Activity:
Look through the entries below, please, and copy every line with the word "integration".
--- Data excerpts Enclosed Below ---
PR #14549, opened 2019-03-19
Enable standard libraries tests in gradle

keizer619:


stdlib/io/build.gradle
```diff
@@ -1,15 +1,36 @@
...
+    doFirst {
+        copy {
+            from "$buildDir/generated-balo/repo/ballerina"
+            into "$buildDir/lib/repo/ballerina"
+        }
+    }
+    useTestNG() {
+        suites 'src/test/resources/testng.xml'
+    }
+}
```
riyafa: Shall we add new line in all places?

PR #14580, opened 2019-03-20
[jBallerina] Add initial classes required to load Java packages imported in Ballerina code

sameerajayasoma:
## Purpose
The purpose is to load Java packages imported in Ballerina source files.

## Approach
This design piggybacks onto the current Ballerina package loader
design. We can improve this further with the compiler redesign.

In the current design, PackageLoader loads Ballerina PackageSymbols
which can be categorized into two kinds: Ballerina source
package(from source code in the module directory), Ballerina binary
package(from Balos). I modeled PackageSymbols loaded from Java packages
as the third kind. Therefore I've introduced a class called
JPackageSymbolEnter to load/define PackageSymbols for Java packages.

Each PackageSymbol has a Scope which contains all the child symbols
defined in the package. The Scope interface has two methods.
The first one 'define()' allows you to add child symbols to the scope.
The second one 'lookup()' allows you to lookup for symbols defined
in the scope. Now in the case of Java packages, I introduced a new class
called JScope which extends from the current Scope class. Whenever
the JScope.lookup() method receives a request to lookup a Java class,
this method check whether it is already loaded, if not use class loaders
to load the requested class.

For each loaded/request Java class we need to create a corresponding
type and a symbol in the Ballerina compiler. I will include such details
in the next PR.

##Sample 
```ballerina
import ballerina/io;
import jballerina/java.util;

// The `main` function, which acts as the entry point.
public function main() {
    io:println("Hello, World!");
}
```


compiler/ballerina-lang/src/main/java/org/wso2/ballerinalang/compiler/javainterop/JPackageClassLoader.java
```diff
@@ -0,0 +1,52 @@
...
+
+import org.wso2.ballerinalang.compiler.util.CompilerContext;
+
+import java.security.AccessController;
+import java.security.PrivilegedAction;
+
+/**
+ * A class loader which loads java packages and classes used in Ballerina code.
+ *
+ * @since 0.991.0
```
Kishanthan: 0.995.0 ?

compiler/ballerina-lang/src/main/java/org/wso2/ballerinalang/compiler/javainterop/JPackageSymbol.java
```diff
@@ -0,0 +1,36 @@
...
+import org.ballerinalang.model.elements.PackageID;
+import org.wso2.ballerinalang.compiler.semantics.model.symbols.BPackageSymbol;
+import org.wso2.ballerinalang.compiler.semantics.model.symbols.BSymbol;
+
+// TODO We need to introduce a common package symbol interface/class
+// TODO Then define BallerinaPackageSymbol and JavaPackageSymbol from the base interface/class
+/**
+ * This class represents a package symbol of a Java package.
+ *
+ * @since 0.991.0
```
Kishanthan: 0.995.0 ?

Kishanthan:
@sameerajayasoma , we may have to rebase with master.

Kishanthan:
Closing this and the PR needs to be rebased with master.

Issue #15147, opened 2019-04-24
Need an option for HTTP client endpoint to disable the SSL Certificate Validation.


hejunchen:
**Description:**
I am coding in Ballerina to make HTTP request against an internal web services. The internal web service has self-signed SSL certificate.

I can add that self-signed certificate into my truststore.p12 file, but I want to see if there is an option to allow me disable the SSL validation?

**Steps to reproduce:**
![image](https://user-images.githubusercontent.com/6847102/56674390-cfc8f480-666e-11e9-886a-d173707b7456.png)

I don't want to attach the p12 file for each application written in Ballerina, neither I want to manually add each Self-Signed SSL Cert to Ballerina's Home directory's p12 truststore. There shall be an easy way to disable the SSL Cert. If we are writing Ballerina code for integration parts, there are a lot of chances that the code is only wiring up with the internal service. Self-Signed SSL Cert is widely used if the application is only implemented inside company's internal network. 

other languages such as Python allows to disable the SSL validation via an optional parameter

**Affected Versions:**

**OS, DB, other environment details and versions:**

**Related Issues (optional):**

**Suggested Labels (optional):**
SSL, Self-Signed Certificate

Bhashinee:
@hejunchen Thanks for reporting this issue. 
We are discussing [this](https://groups.google.com/forum/?utm_medium=email&utm_source=footer#!searchin/ballerina-dev/Disable$20SSL$20validation$20check%7Csort:date/ballerina-dev/lMG516IV6lM/YNU1mPGbAgAJ) with the team. Hopefully this feature will be added in a future release.

PR #17138, opened 2019-07-30
Add a configuration to disable ssl

Bhashinee:
## Purpose
$subject. This will fix https://github.com/ballerina-platform/ballerina-lang/issues/15147

### DIFF
--- a/tests/jballerina-integration-test/src/test/resources/http/src/httpservices/33_disable_https_service.bal
+++ b/tests/jballerina-integration-test/src/test/resources/http/src/httpservices/33_disable_https_service.bal
@@ -1,0 +1,45 @@
+// Copyright (c) 2019 WSO2 Inc. (http://www.wso2.org) All Rights Reserved.
+//
+// WSO2 Inc. licenses this file to you under the Apache License,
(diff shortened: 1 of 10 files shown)


tests/jballerina-integration-test/src/test/resources/http/src/httpservices/33_disable_https_service.bal
```diff
@@ -0,0 +1,45 @@
...
+// "AS IS" BASIS, WITHOUT WARRANTIES OR CONDITIONS OF ANY
+// KIND, either express or implied.  See the License for the
+// specific language governing permissions and limitations
+// under the License.
+
+import ballerina/http;
+import ballerina/io;
+
+http:ServiceEndpointConfiguration serviceConf = {
+    secureSocket: {
```
wggihan: Don't we need disable:true here?

Bhashinee: Disabling is only applicable to client side. So we don't need it here.

hejunchen:
thanks, this is a handy configuration that I have been waiting for.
--- End of Enclosed Data excerpts ---
Expected output:
I don't want to attach the p12 file for each application written in Ballerina, neither I want to manually add each Self-Signed SSL Cert to Ballerina's Home directory's p12 truststore. There shall be an easy way to disable the SSL Cert. If we are writing Ballerina code for integration parts, there are a lot of chances that the code is only wiring up with the internal service. Self-Signed SSL Cert is widely used if the application is only implemented inside company's internal network. 
--- a/tests/jballerina-integration-test/src/test/resources/http/src/httpservices/33_disable_https_service.bal
+++ b/tests/jballerina-integration-test/src/test/resources/http/src/httpservices/33_disable_https_service.bal
tests/jballerina-integration-test/src/test/resources/http/src/httpservices/33_disable_https_service.bal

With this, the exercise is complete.